It is a block diagram of the electric power system of the electric vehicle containing the power converter device of an Example. It is a top view of a power converter. It is a perspective view of a semiconductor module. It is a perspective view of an attachment. It is a perspective view of the semiconductor module which attached the attachment. It is a perspective view of the semiconductor module which attaches the attachment of a modification. It is a perspective view of the attachment of a modification. It is a perspective view of the semiconductor module which attached the attachment of the modification. It is sectional drawing of the attachment attached to the semiconductor module.

  A power converter 2 according to an embodiment will be described with reference to the drawings. The power conversion device 2 according to the embodiment is mounted on the electric vehicle 100. FIG. 1 shows a block diagram of a power system of an electric vehicle 100 including the power conversion device 2. The power conversion device 2 boosts the DC power of the battery 11 and converts it into AC, and supplies AC power to the two traveling motors 19a and 19b. The power conversion apparatus 2 includes a bidirectional voltage converter circuit 17 and two inverter circuits 18a and 18b. The bidirectional voltage converter circuit 17 includes a filter capacitor 12, a reactor 13, two switching elements 14a and 14b, two diodes 15a and 15b, a snubber capacitor 5, and a snubber resistor 6. The bidirectional voltage converter circuit 17 boosts the voltage of power supplied from the battery 11 and outputs the boosted voltage to the inverter circuits 18a and 18b, and power supplied from the inverter circuits 18a and 18b ( A step-down function is provided that steps down the voltage of the regenerative power generated by the motors 19a and 19b and outputs the voltage to the battery 11 side. Since the circuit configuration and operation of the bidirectional voltage converter circuit 17 shown in FIG. 1 are well known, detailed description thereof will be omitted.
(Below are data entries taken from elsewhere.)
PR #828, opened 2017-07-27
Add support for snake case naming convention

ejsmith:


jeremydmiller:
@ejsmith You've got some failing tests in this against the `JsonLocatorField`. Did something get missed?

ejsmith:
Looks like it. I will get it updated.

ejsmith:
Looks like there may be some flakey tests? These tests pass locally for me.

Issue #817, opened 2017-07-18
Passthrough SQL where clause


ejsmith:
How do you feel about a LINQ extension that lets you pass a raw where expression through to the SQL command? In my use case I have some other logic that is generating a where expression and I would like to combine that with other LINQ operators like Skip and Take. So I was thinking that I would add a IMethodCallParser to let me do that. Thoughts? Also, is that something you would be interested in a pull request for?

jeremydmiller:
That *shouldn't* be that crazy to do, and yep, I'd take a PR for that

ejsmith:
Think it would just be an overload of Where that takes a SQL string and parameters?

ejsmith:
It was super easy to get this working:

```csharp
var user = session.Query<User>()
  .FirstOrDefault(x => x.MatchesWhereFragment("first_name = ? and last_name = ?", "Han", "Solo"));
```

What do you think?

jeremydmiller:
Might even go for just `x.MatchesSql()` or something shorter, but yep, go for it

jeremydmiller:
This is done.

PR #830, opened 2017-07-27
Implement #817 to add support for raw SQL where clauses in LINQ

ejsmith:


src/Marten/Linq/MatchesSql/MatchesSqlExtensions.cs
```diff
@@ -0,0 +1,30 @@
+﻿using System;
+
+namespace Marten.Linq.MatchesSql
```
mdissel: Why in a different namespace?

ejsmith: It's following the pattern from [LastModifiedExtensions.cs](https://github.com/JasperFx/marten/blob/master/src/Marten/Linq/LastModified/LastModifiedExtensions.cs). Also, since it has to be an extension method on object, then I would want it to be opt in.

PR #835, opened 2017-07-31
POC for incrementing document versions

ejsmith:
This is just a proof of concept to see what all changes are required to implement a separate versioning strategy that uses incrementing integer document versions. My intention is to just use it to start a discussion.

It seems like the changes are pretty substantial and I'm not sure how we would go about turning the document versioning into a pluggable strategy. Thoughts @jeremydmiller?

This script can be used to migrate existing tables from uuid to bigint:

```sql
ALTER TABLE public.mt_doc_target
ALTER COLUMN mt_version DROP DEFAULT;

ALTER TABLE public.mt_doc_target
ALTER COLUMN mt_version TYPE bigint USING CAST(1 as bigint);

ALTER TABLE public.mt_doc_target
ALTER COLUMN mt_version SET DEFAULT 1;
```


mdissel:
My initial thought was, make it the version field type configurable and support for guid and incrementing integer values.

jeremydmiller:
@ejsmith What @mdissel said. I really, really don't want to force this change on every user and I was going to push for this even being document type by document type. 

To make it pluggable, you'd probably try to absorb the differences in types by "baking" the varying logic into `IDocumentStorage<T>`. For methods like `IDocumentSession.Store()`, use overloads. A big chunk of your effort here was changing tests that look for generated SQL, and we dodge all that effort by making this configurable so those tests wouldn't have to change.

mdissel:
I didn't know this feature, but apparently Postgres has a system column that can be used as a concurrency field, xmin
see https://github.com/npgsql/Npgsql.EntityFrameworkCore.PostgreSQL/issues/19
and https://www.postgresql.org/docs/current/static/ddl-system-columns.html

jeremydmiller:
Meh, would have been good to know about this before we did the versioning. Still could make it be yet another opt in versioning mode.

ejsmith:
Ok, couple questions:
- Would concurrency use a known set of implementations using a type enum like `TenancyStyle` or a strategy based pattern similar to `IIdGeneration`?
- Do you guys think it's worth the added complexity to the public API that would be required to make the versioning strategy pluggable? I'd like to have an incrementing version strategy, but I'm questioning if it's worth the complexity. This feels like something you just want to enable as an end user and then not think about it and definitely not have to configure it. I'm kind of leaning towards, if we don't want to change the existing behavior and the benefits of changing aren't worth forcing users to do a simple migration, then we should probably just leave it as is.
    - Benefits of incrementing integer version:
        - Can easily see how many times a document has been modified.
        - Less storage per row and in the app: uuid (16 bytes) vs bigint (8 bytes) Probably not a big deal considering the documents are stored as JSON anyway.

I know @jeremydmiller is big time against any breaking changes and the 2.0 ship has already sailed, so I'm leaning towards just dropping this unless we really think that pluggable version strategies would be beneficial.

Here is an initial set of API changes that I can think of:
- Change `IDocumentSession.Store` to use `object` data type for version.
- Change `IIdentityMap.Get` and `IIdentityMap.Store` to use `object` data type for versions.
- Change `VersionTracker.Store` and `VersionTracker.Version` to use `object` data type for versions.
- Change `DocumentMetadata.CurrentVersion` to `object` data type.
- Change `VersionArgument` to use `object` data type.
- Add ability to map version strategy and version field on `IDocumentMapping`
    - `_.Schema.For<Issue>().Version(i => i.Version).UseOptimisticConcurrency(true);`
    - Would we try and update the document value in the document before persisting it? Or let it be our of sync with the column value?
    - Maybe we would just recommend that you mark the version field on your model as `[JsonIgnore]`
    - Should optimistic concurrency be automatically enabled if you set the Version field? Seems reasonable to me.
    - When this field is mapped, it would automatically be used for `Store` operations as the current version. But how you would decide to ignore it and force overwrite?

jeremydmiller:
"I know @jeremydmiller is big time against any breaking changes" -- Jeremy is the person who's gonna get screamed at for causing so much churn to production databases that are probably working just fine as is. It's worth the work from me to make this configurable.

* I'd rather do overloads on `IDocumentStore` and maybe the internal `VersionTracker` rather than use `object`
* On `DocumentMetadata`, I think I'd take a page out of the event store "Guid or string identifier" option and just have two different props on `DocumentMetadata`, w/ maybe a new prop called "Revision" for the int.
* I'd make an `IntVersionArgument` instead of object and switch within `DocumentTable` based on that

* As for the last bullet points:

1. Yep
1. I say yes, because it'd make the mechanics quite a bit easier on the read side
1. I don't think that's going to be necessary or desirable IMO
1. I say yes
1. As of 2.0 you can create an `IDocumentSession` that turns off all concurrency checks explicitly so that you can do overwrites regardless of version

ejsmith:
Ugh, I should have used a numbered list instead of bullets. I'm trying to correlate your answers to my questions.

1. I think you are saying that yes, you do think that making the versioning strategy configurable is worth the added complexity (extra overloads and configuration options) in the client API and you want to move forward with this feature.
2. I don't see an answer to if the versioning strategy should be an open ended `IIdGeneration` style or closed (Guid and revision) `TenancyStyle` setting where there would just be the 2 options to pick from. It seems like it would be easier to implement the closed enum style and we would also know exactly which version parameter overloads are needed. Which are you thinking?
3. You want to use overloads for methods instead of using object where possible.
4. You want the optimistic concurrency option turned on automatically if the Version field on the doc is configured.
5. You want to try and keep the document values in sync with the version metadata if the version field is mapped on the document. This should be doable, but it might be tricky to rollback when the DB transaction fails.
6. I know at one point you mentioned that you were going to take a stab at this. Are you wanting to do this or would you like me to take a stab at it?

jeremydmiller:
@ejsmith:

1. Yes
1. I don't think it needs to be an open ended extension point and that's a bit more complexity
1. Yes
1. I say yes
1. I'm not seeing that as that big of a deal
1. Honestly, I'm not enthusiastic about any of this, but this is something I'd rather do since it hits so many internals

ejsmith:
Ok sounds good. You can close this then if you want.

jeremydmiller:
Just isn't gonna happen, sorry.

  In the bidirectional voltage converter circuit 17, two switching elements 14a and 14b are connected in series, and a snubber capacitor 5 and a snubber resistor 6 are connected in series between a high potential side and a low potential side of the series circuit. Has been. A series circuit of the snubber capacitor 5 and the snubber resistor 6 is a snubber circuit 9. The snubber circuit 9 is provided to reduce noise accompanying switching operations of the switching elements 14a and 14b and to reduce ringing. A broken line rectangle indicated by reference numeral 3a shown in FIG. 1 means a semiconductor module described later. The semiconductor module 3a is a package in which two switching elements 14a and 14b are connected in series and diodes 15a and 15b connected in antiparallel to each of the switching elements 14a and 14b are sealed. Moreover, the broken-line rectangle which the code | symbol 4 shows in FIG. 1 means the attachment 4 mentioned later. The attachment 4 is a package with a built-in snubber circuit 9.

  The inverter circuit 18a has a circuit structure in which three sets of series connection of two switching elements are connected in parallel. AC is output from the midpoint of each series connection by appropriately controlling each switching element. Since the circuit configuration and operation of the inverter circuit 18a shown in FIG. 1 are well known, detailed description thereof will be omitted.

  A diode is connected in antiparallel to each switching element of the inverter circuit 18a. As is apparent from FIG. 1, the three series connection of the inverter circuit 18a is the same as the circuit configuration of the switching elements 14a and 14b and the diodes 15a and 15b of the bidirectional voltage converter circuit 17. In FIG. 1, a broken-line rectangle indicated by reference numeral 3 b-3 d represents a semiconductor module, and the semiconductor module 3 b-3 d has the same physical structure as the semiconductor module 3 a of the bidirectional voltage converter circuit 17.

  In the inverter circuit 18a, the same snubber circuit as the snubber circuit 9 of the bidirectional voltage converter circuit 17 is connected between the high potential side and the low potential side of the series connection of two switching elements. An attachment 4 incorporating a snubber circuit 9 is connected in parallel to each of the semiconductor modules 3b-3d of the inverter circuit 18a.

  In FIG. 1, since the configuration of the switching element, the diode, and the snubber circuit included in the inverter circuit 18a is the same as the circuit configuration of the bidirectional voltage converter circuit 17, the reference numerals for the individual electronic components are omitted in the inverter circuit 18a. ing.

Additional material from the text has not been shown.